In the RT analyses the main effect of “Task version” was not significant. The main effects of “Block” (F(2, 240) = 4.63, MSE = 921.93, p = .011) and “Flanker type” (F(1, 120) = 1482.84, MSE = 1667.65, p < .0001) were significant. Crucially, the main effect of “Group of participants” was significant (F(1, 120) = 11.86, MSE = 16976.12, p < .001), with bilinguals producing faster RTs than monolinguals [cross-reference to a table].

The main effects reported above need to be qualified by the multiple interactions observed in this experiment. The interaction between “Flanker type” and “Task version” (F(1, 120) = 49.60, MSE = 1667.65, p < .0001) was significant, revealing that, although the conflict effect was present in both conditions (all ps < .01), it was larger in the 75% congruent version. Also, the magnitude of the conflict effect varied across experimental blocks (“Block” and “Flanker type” (F(2, 240) = 9.20, MSE = 320.76, p = .0001).

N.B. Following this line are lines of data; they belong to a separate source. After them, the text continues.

PR #5112, opened 2020-09-22
cleanup(spanner): Use CompletionQueue for long running operations

### LINKED ISSUE #4038: Use google::cloud::*::CompletionQueue to implement long running operations.
The implementation of long running operation wrappers works nicely when one uses a `CompletionQueue` (see the Cloud Bigtable code). Once we have refactored those to a good place we should cleanup the code in `google-cloud-cpp-spanner`.

devbww:
Use `google::cloud::CompletionQueue` via (`BackgroundThreads`)
to execute long-running operations in `DatabaseAdminConnection`
and `InstanceAdminConnection`, rather than directly forking a
`std::thread`.

Fixes #4038.

---
This change is [Reviewable](https://reviewable.io/reviews/googleapis/google-cloud-cpp/5112)

### DIFF
--- a/google/cloud/spanner/database_admin_connection.cc
+++ b/google/cloud/spanner/database_admin_connection.cc
@@ -120,23 +120,50 @@ std::unique_ptr<PollingPolicy> DefaultAdminPollingPolicy() {
       .clone();
 }
 
+template <typename ValueExtractor>
+struct PollingLoop {
+  std::shared_ptr<internal::DatabaseAdminStub> polling_stub;
+  google::longrunning::Operation operation;
+  std::unique_ptr<PollingPolicy> polling_policy;
+  google::cloud::promise<typename ValueExtractor::ReturnType> promise;
+  char const* location;
+
+  void operator()() {
+    auto stub = std::move(polling_stub);
+    auto result = internal::PollingLoop<ValueExtractor>(
+        std::move(polling_policy),
+        [stub](grpc::ClientContext& context,
+               google::longrunning::GetOperationRequest const& request) {
+          return stub->GetOperation(context, request);
+        },
+        std::move(operation), location);
+    // Drop our reference to stub. Ideally we'd have std::moved into the
+    // internal::PollingLoop() lambda.
+    stub.reset();
+    promise.set_value(std::move(result));
+  }
+};
+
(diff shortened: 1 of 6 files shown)


coryan (changes requested):
> *[Reviewable](https://reviewable.io/reviews/googleapis/google-cloud-cpp/5112)* status: all files reviewed, 2 unresolved discussions (waiting on @devbww)

___
*[google/cloud/spanner/database_admin_connection.cc, line 137 at r1](https://reviewable.io/reviews/googleapis/google-cloud-cpp/5112#-MHpbuwa2U3APce5Ak-M:-MHpbuwa2U3APce5Ak-N:b-f3hdxb) ([raw file](https://github.com/googleapis/google-cloud-cpp/blob/81c821d370bb652a2e4347fa9101b53c7de5dbb6/google/cloud/spanner/database_admin_connection.cc#L137)):*
> ```cpp
>         [stub](grpc::ClientContext& context,
>                google::longrunning::GetOperationRequest const& request) {
>           return stub->GetOperation(context, request);
> ```

While this avoids creating a thread, note that it blocks the background thread while this `GetOperation` is running *and* while the polling backoff is sleeping.  Since we are using a `CompletionQueue` it would be preferable to use `AsyncGetOperation()` (and some asynchronous sleeping) to avoid blocking at all.

As the number of background threads is limited, typically just the one, and the backoff between polling periods is rather long (seconds), this will exhaust the background threads very quickly.  Just one call at a time will be the most you can do.
___
*[google/cloud/spanner/instance_admin_connection.cc, line 54 at r1](https://reviewable.io/reviews/googleapis/google-cloud-cpp/5112#-MHpcj-dBCYi4NzOzcWC:-MHpcj-eDNDMIWPXg9p0:b-jz65ym) ([raw file](https://github.com/googleapis/google-cloud-cpp/blob/81c821d370bb652a2e4347fa9101b53c7de5dbb6/google/cloud/spanner/instance_admin_connection.cc#L54)):*
> ```cpp
> 
> template <typename ValueExtractor>
> struct PollingLoop {
> ```

Same comments as above, it might be worthwhile refactoring this now, maybe.

coryan:
Should we close this until you are ready to get back to it?

devbww:
Done (and the other one).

Let’s now turn to the most interesting interactions involving the factor “Group of participants”. First, the differences between monolinguals and bilinguals in overall RTs tended to be smaller in Block 2 and 3 than in Block 1 (“Group of Participants” X “Block” (F(2, 240) = 17.6, MSE = 921.93, p = .0001). Although no other two-way interactions were observed involving the variable “Group of Participants”, an informative three-way interaction between “Block”, “Flanker type” and “Group of Participants” was significant (F(2, 240) = 4.66, MSE = 320.76, p < .01). A closer look at this interaction revealed that, bilinguals tended to suffer a smaller conflict effect than monolinguals but only in the Block 1. In fact, this reduction in the conflict effect was present mostly in the 75% congruent task version. To get a better understanding of this pattern and given that the four-way interaction between “Block”, “Flanker type”, “Task version” and “Group of Participants” approached significant values (F(2, 240) = 2.38, MSE = 320.76, p < .095), we conducted separate analyses for the two task versions. (etc.)

That’s a lot of F-, MSE- and p-values, and I found it difficult to see the forest for the trees – and there’s a lot more p-values elsewhere in the paper, too. Of the plethora of inferential statistics in the paragraphs above, only some have any direct bearing on the researchers’ stated hypothesis, viz. the main effect of “Group of participants”, the unreported interaction between “Group and of participants” and “Type of flanker”, and perhaps the same main effect and interaction split up by task version (i.e., an interaction between “Group of participants”, “Type of flanker” and “Task version”). Given the large number of tests, I consider this analysis to be more exploratory than confirmatory (which is fine), but even if the goal is to tease apart subtle effects of bilingualism vs.  monolingualism in an exploratory analysis, I don’t really see why the main effects of “Task version”, “Block”, and “Flanker type” or the interaction effects not involving “Group of participants” should be of interest.

(There are other aspects of these paragraphs that could be discussed, but I’ll leave it at that.)

‘Silly’ tests

I’ve written about ‘silly’ significance tests – tests that don’t add anything but make the report harder to read – before, and for me, significance tests for uninteresting main effects and lower-order interactions fall in that category. They clutter the text, and if a text contains too many of them, I’d expect my students (who take statistics on a voluntary basis if at all) to skip straight to the discussion.

I think that research papers would be easier to read and ultimately have more impact if the analyses focused on what the authors were really interested in. Consequently, I suggest researchers think twice and consider the paper’s readability before reporting and discussing main effects and lower-order interactions if what they’re interested in is a specific interaction. And if these tests are included for the sake of transparency, I propose the following alternatives in ascending order of my preference: (a) putting the ANOVA results in a separate table and only discussing the relevant bits in the running text; (b) including more informative graphs which also show the individual data points and refraining from rubber-stamping them with F- and p-values and what not; and, obviously, (c) making your data and code available.